Die Eigentumsstreuung von vor zweihundert Jahren ist nicht wiederherstellbar, jedenfalls (entgegen den radikalliberalen Träumen der Leserschaft von „eigentümlich frei“) kaum ohne Vernichtung der gegenwärtigen (und sei’s dezentralen und modularen) globalen Großproduktion, die man sich nicht wünschen sollte, weil sie vor allem Chaos und Massensterben brächte. Das Konkurrenzspiel liegt historisch stromaufwärts, es ist kein Rückgriff darauf zu haben. Das gesamtgesellschaftliche Erpresserwesen lässt sich nur noch für alle aufheben oder für niemanden. Dazu, wie das gehen könnte, hat sich Marx bekanntlich ausführlichere Gedanken gemacht als zur polytechnischen Erziehung; man lese sie nach. 

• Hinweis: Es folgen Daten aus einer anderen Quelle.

PR #1531, opened 2021-02-02
ProjectedDestructuringPolicy made public

StanEgo:
I think it would be better to have a public modifier for ProjectedDestructuringPolicy. Let me explain a reason.

Imagine that we're designing a complex system with a lot of layers/packages those are conditionally/dynamically bind. Some of them may have their own classes that can be destructured so simple calls like config.ByTransforming(...) is not a good option and violates DIP (high level modules should not depend on low level modules). Sometimes we even don't know which transformation will be provided by a third-party plugin. Good design is to have something like this registered in composition root (talking in terms of DIP principle, IoC design patterns, etc).

```csharp
public class SerilogConfigurator
{
    public SerilogConfigurator(
        ...
        // Serilog enrichers and destructures are collected and injected by IoC. 
        // We don't care here where they come from
        IEnumerable<ILogEventEnricher> enrichers,
        IEnumerable<IDestructuringPolicy> destructures
    )
    {
        ...
        // Very simple dispatching of all collected policies to Serilog LoggerConfiguration
        config.Enrich.With(enrichers.ToArray());
        config.Destructure.With(destructures.ToArray());
        ...
    }
}
```

So when we want to create some projection in some specific package it could be as simple as (with extension methods it can be even shorter):
```csharp
// Autofac syntax used in this example
var projection = new ProjectedDestructuringPolicy(...instantiation options...)
builder.RegisterInstance(projection).As<IDestructuringPolicy>();

builder.RegisterType<PostgresConnectionEnricher>().As<ILogEventEnricher>().SingleInstance();
```

But this is impossible because ProjectedDestructuringPolicy is private so to have a good SOLID design this ~~wheel should be reinvented~~ class should be created again. I think you see a good implementation of OCP/DIP principles here. High level modules do not rely on low level. Configuration can be extended without any changes in the module responsible for configuration, etc.

I'm not sure how big is my investment into the codebase, but may be you'd find some ideas useful for documentation.

I made this change only for ProjectedDestructuringPolicy just because it looks like to the the only policy explicitly called from LoggerDestructuringConfiguration.

### DIFF
--- a/src/Serilog/Policies/ProjectedDestructuringPolicy.cs
+++ b/src/Serilog/Policies/ProjectedDestructuringPolicy.cs
@@ -1,4 +1,5 @@
-﻿// Copyright 2013-2015 Serilog Contributors
+
+// Copyright 2013-2015 Serilog Contributors
 //
 // Licensed under the Apache License, Version 2.0 (the "License");
 // you may not use this file except in compliance with the License.
@@ -18,17 +19,33 @@ using Serilog.Events;
 
 namespace Serilog.Policies
 {
-    class ProjectedDestructuringPolicy : IDestructuringPolicy
+    /// <summary>
+    /// When destructuring objects, projects instances of the specified type with
+    /// the provided function.
+    /// </summary>
+    public class ProjectedDestructuringPolicy : IDestructuringPolicy
     {
         readonly Func<Type, bool> _canApply;
         readonly Func<object, object> _projection;
 
+        /// <summary>
+        /// Construct policy
+        /// </summary>
+        /// <param name="canApply">
+        /// Predicate for object type to check if policy can be applied.
+        /// </param>
+        /// <param name="projection">
+        /// Projection function transforming incoming type into the projected one.
+        /// </param>
         public ProjectedDestructuringPolicy(Func<Type, bool> canApply, Func<object, object> projection)
         {
             _canApply = canApply ?? throw new ArgumentNullException(nameof(canApply));
             _projection = projection ?? throw new ArgumentNullException(nameof(projection));
         }
 
+        /// <summary>
+        /// Implements <see cref="IDestructuringPolicy.TryDestructure(object, ILogEventPropertyValueFactory, out LogEventPropertyValue)"/>.
+        /// </summary>
         public bool TryDestructure(object value, ILogEventPropertyValueFactory propertyValueFactory, out LogEventPropertyValue result)
         {
             if (value == null) throw new ArgumentNullException(nameof(value));


nblumhardt:
:-) thanks for the follow-up. I did spend quite a bit of time thinking about this, apologies I only had time to write a brief reply.

Public API surface really costs a lot in these kinds of projects; gotta trust me that I love object-oriented programming, reuse, and dependency injection, and I use them all extensively in application-level projects, but for something long-lived, at the bottom of the dependency graph, and used as widely as Serilog, keeping the surface area small is a major goal.

For this project it's been the key to surviving use on a massive scale - even though it might sometimes mean adding a little sprinkling of repetitive code here and there, it's kept Serilog's core relatively legacy-free, and free of breaking changes across a large number of releases.

Regarding `ProjectedDestructuringPolicy`, if we were to make it public we'd need to think through its API more closely. For example, why keep the test/apply style construction? What happens if the first delegate returns `true` for a `Type`, but then the second delegate is called with an object of a different type? Would a better API be `ProjectedDestructuringPolicy<T>` with a constructor accepting `Funct<T, object>`? Etc.

Generally it's only possible to dig into an API at that level of detail when there are a lot of requests for it, or if it's part of a bigger-picture plan. Definitely not against considering this in the future - at present it doesn't seem to meet that bar, but open to more feedback if others come to the same conclusion.

Thanks again!

StanEgo:
@nblumhardt , you're welcome :) I know that such suggestions to change a lot of things for some ephemeral purpose may be annoying. But widely used projects are also responsible for education. At least I think so. And if there are not so many requests for such changes just tells us that there is a big room for users improvement.

If you like to build applications with all these good design stuff you mentioned just imagine the situation like I described. You have a big, scalable platform with a lot of business "plugins" which can provide there own destructuring policies, enrichers and so on. And most of such plugins are developed by third-parties. How would you go with Serilog?

And sorry, I'm not sure that understand explanation "good design is not good for a widely used projects". I contribute to many of them. E.g. NUnit accordingly to GitHub stats has 6-7x more usages than Serilog. And constrains in it also has all this nifty shortcuts based on static methods like Is.Null, Has.Property, etc. But all this based on a system of more than 70 constrains those can have a legion of different combinations and almost 100% of are public and I can reuse them to construct my own. The same for attributes. I easily inherited [Test] attribute of NUnit in my [Specification] or [Feature] ones to have an extended behavior.

I'm just trying to understand the principle of making a choice for modifier. Massive scale is not a good one, sorry. In massive scale bad reusing is a drawback. For example why PropertyEnricher is public and ConditionalEnricher is not? Is it to dangerous to inherit the last one and provide custom predicate? So it will be better to create a custom, potentially fragile version? How then NUint survive having similar PropertyConstraint and PredicateConstraint public ;)

Having so many question regarding ProjectedDestructuringPolicy implementation just means that you know about its drawbacks and simply hide this bomb by removing "public" modifier ;) And of course thinking towards having generic implementation is valuable. Better type control, boxing, etc. As a hassle-free, temporary solution ProjectedDestructuringPolicy can be left as is and public ProjectedDestructuringPolicy<T> inherits it, provides default CanApply son only one Func<T, object> delegate will be used for construction. But probably better to change it completely. Anyway nobody else used it before :)

Hope I wasn't too rude :) If you want to make design better, but just have a lack of resources and this is the reason you closed the PR, I can try to convert it into a more sophisticated solution. The current atomic change was used as a probe to understand values/goals/communications/etc.

nblumhardt:
Thanks for your reply. At the moment, no,  thanks - it's great to have another perspective, but Serilog's a different project from NUnit, with different priorities. Will definitely keep this one in mind, though.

Bis diese Gedanken aber jemand umsetzt, hat man von der Einsicht in die beschriebenen Zusammenhänge und von etwaigen Bildungsresten im armen Schädel nicht viel, weshalb momentan allerlei uralter Hordenmuff, der neuerdings unter dem schicken Namen „Identität“ wieder im Angebot ist, einer wachsenden Anzahl Unzufriedener Erlösung von ihrer entwerteten Individualität verspricht. Verschmäht man das, so winkt als Trostpreis einstweilen nichts außer dem bisschen Selbstachtung derjenigen, die, wenn sie auf anonyme Weisung des großen Ganzen hin verblöden, seelisch verarmen, intellektuell verstummen, glotzen, klicken und übern Schirm wischen sollen, nicht auch noch dankbar für all die bunte Abwechslung sind. 


**) MEW 19, S. 30
***) MEW 12, S. 4.
°) MEW 23, [Kapital I], 791


Nota. - Marxens Überlegungen zur Erziehung und Bildung der Arbeiterkinder nennt die Ziele, die die Arbeiterbewegung innerhalb der kapitalistischen Gesellschaftsordnung anvisieren muss. Er war jedoch ein Gegner dieser Gesellschaftsordnung und betrieb deren Sturz. Über die Erziehung in einer Idealwelt hat er sich wohlweislich nicht den Kopf zerbrochen. Nur soviel steht fest: Freie Zeit galt ihm als die prosaische Realform von Freiheit.